[SUPPLIED RECORDS — start]

Issue #267, opened 2019-12-06
Camera scrolling actions are jarring / non-functional on certain browsers


Zemanzo:
**Expected behavior**
Free camera: The moving speed of the camera should gradually change whilst using the mousewheel.
Tracking camera: The zoom level should change whilst using the mousewheel.

**Actual behavior**
Free camera: The moving speed of the camera changes very quickly, resulting in a loss of fine control.
Tracking camera: The zoom level does not change whatsoever.

**Reproduction steps for free camera**
1. Select the free camera setting.
2. Click and hold on the viewport.
3. Use WASD to move around, and start scrolling.
4. See jarring changes in movement speed.

**Reproduction steps for tracking camera**
1. Select the tracking camera setting.
2. Add a marble and start tracking it.
3. Scroll whilst having the cursor over the viewport.
4. Observe no zoom level changes.

**Platform**
OS: Windows 10
Browser version: Google Chrome v78.0.3904.108
Build version: 1.3.1

PR #302, opened 2021-09-18
Improved logic for zooming the tracking camera using the mousewheel

### LINKED ISSUE #300: Scrolling to zoom the camera in tracking mode does not work in some cases.
**Expected behavior**
When using the mousewheel in the viewport whilst the camera is in tracking mode, it should zoom in (or out) on the currently tracked marble.

**Actual behavior**
When using the mousewheel in the viewport whilst the camera is in tracking mode, it does not zoom. This is because the DeltaY value is way too big since it does not take the DeltaMode into account. Read more here: https://developer.mozilla.org/en-US/docs/Web/API/WheelEvent/deltaY

**Reproduction steps**
1. Just scroll the damn thing I basically explained it above already.

**Platform**
OS: Windows 10
Browser version: Firefox Developer Edition (93.0b5 (64-bit))
Build version: 1.3.1 (latest /dev branch)

Zemanzo:
Also added the ability to zoom with keyboard using the `+`, `-` and `0` keys (regular & numpad)

I've (successfully) tested this on the following platforms:
- Windows 10 - Firefox Developer Edition
- Windows 10 - Google Chrome
- OSX Big Sur - Firefox (using a trackpad)

**Referencing issues**
Closes #300 
Does not affect #267 because the free-camera is unaffected by this PR.

### DIFF
--- a/src/client/render/cameras.js
+++ b/src/client/render/cameras.js
@@ -347,6 +347,10 @@ function TrackingCamera(
 	const _YOffset = 7;
 	const _minZoom = .2;
 	const _maxZoom = 3;
+	const _zoomChangePerPixel = .002;
+	const _zoomChangePerLine = _zoomChangePerPixel * 16;
+	const _zoomChangeFineGrainModifier = .25;
+	const _zoomChangePerKeyboardStep = .2;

[SUPPLIED RECORDS — finish]

• **YOUR TASK**: Restate the whole listing exactly, leaving out nothing.

• **RESULT OF THIS TASK**:
Issue #267, opened 2019-12-06
Camera scrolling actions are jarring / non-functional on certain browsers


Zemanzo:
**Expected behavior**
Free camera: The moving speed of the camera should gradually change whilst using the mousewheel.
Tracking camera: The zoom level should change whilst using the mousewheel.

**Actual behavior**
Free camera: The moving speed of the camera changes very quickly, resulting in a loss of fine control.
Tracking camera: The zoom level does not change whatsoever.

**Reproduction steps for free camera**
1. Select the free camera setting.
2. Click and hold on the viewport.
3. Use WASD to move around, and start scrolling.
4. See jarring changes in movement speed.

**Reproduction steps for tracking camera**
1. Select the tracking camera setting.
2. Add a marble and start tracking it.
3. Scroll whilst having the cursor over the viewport.
4. Observe no zoom level changes.

**Platform**
OS: Windows 10
Browser version: Google Chrome v78.0.3904.108
Build version: 1.3.1

PR #302, opened 2021-09-18
Improved logic for zooming the tracking camera using the mousewheel

### LINKED ISSUE #300: Scrolling to zoom the camera in tracking mode does not work in some cases.
**Expected behavior**
When using the mousewheel in the viewport whilst the camera is in tracking mode, it should zoom in (or out) on the currently tracked marble.

**Actual behavior**
When using the mousewheel in the viewport whilst the camera is in tracking mode, it does not zoom. This is because the DeltaY value is way too big since it does not take the DeltaMode into account. Read more here: https://developer.mozilla.org/en-US/docs/Web/API/WheelEvent/deltaY

**Reproduction steps**
1. Just scroll the damn thing I basically explained it above already.

**Platform**
OS: Windows 10
Browser version: Firefox Developer Edition (93.0b5 (64-bit))
Build version: 1.3.1 (latest /dev branch)

Zemanzo:
Also added the ability to zoom with keyboard using the `+`, `-` and `0` keys (regular & numpad)

I've (successfully) tested this on the following platforms:
- Windows 10 - Firefox Developer Edition
- Windows 10 - Google Chrome
- OSX Big Sur - Firefox (using a trackpad)

**Referencing issues**
Closes #300 
Does not affect #267 because the free-camera is unaffected by this PR.

### DIFF
--- a/src/client/render/cameras.js
+++ b/src/client/render/cameras.js
@@ -347,6 +347,10 @@ function TrackingCamera(
 	const _YOffset = 7;
 	const _minZoom = .2;
 	const _maxZoom = 3;
+	const _zoomChangePerPixel = .002;
+	const _zoomChangePerLine = _zoomChangePerPixel * 16;
+	const _zoomChangeFineGrainModifier = .25;
+	const _zoomChangePerKeyboardStep = .2;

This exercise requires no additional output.